This time I think it was the cache…

As I wrote about in 2007 in articles and , back in 2004 I wrote a cache for part of the product I was working on at Kodak. In the first release to QA, I made sure that area of the code got tested thoroughly, and they found a bug, and fortunately I got it fixed before it went out to the customers. But to my chagrin, my boss and other people on the project got it in their heads that somehow any problem anywhere near that part of the product must be the fault of my cache, even though time and time again it was proven that there were no further bugs in that code for the following 3+ years.
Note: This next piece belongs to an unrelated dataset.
Issue #959, opened 2023-09-21
Possibly incorrect command ordering for XREADGROUP


prabhpreet:
From the source code, the XREADGROUP command is sent in the following order:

Now flash forward to the product I’m working on now. We have a “go live to the very important customer” happening in just a few days, and we’re supposed to be in code semi-freeze. But the “Performance Project” just put their performance cache into the product, evidently without giving the local QA much chance to test it before it went to the customer’s QA. That seems just a little bit dangerous to me. But no matter, they assure me they’ve written tons of unit tests. So what could possibly go wrong?

Today the customer called up saying that they’re setting up a new client on the admin site, but every time they go to the “branding setup” for that new client, they see some other client’s branding setup. This branding consists of things like the client logo and some “terms and conditions” text and the like. Since they’ve got literally hundreds of QA people hitting this site, I naturally wondered if they weren’t seeing some interaction between multiple people messing with the setup. But after hours of poking around on their site, one of my peers and I (neither of us members of the “Performance Product”, I might add) are convinced it’s the performance cache. Evidently if you use one browser to look at one client’s branding, and then use a different browser to look at the branding of the client who hasn’t been setup yet, you see the branding from the client that you’d looked at in the first browser. Somehow the cache is reacting to the absence of information in the database for a client by pulling up information from some other client out of the cache. That’s not good.

Hopefully that will get fixed, and hopefully somebody will set up a test plan that actually tests what the cache does not just on a cache miss, but also on a database miss as well. And hopefully the important customer won’t think we’re all a bunch of idiots for not testing this properly.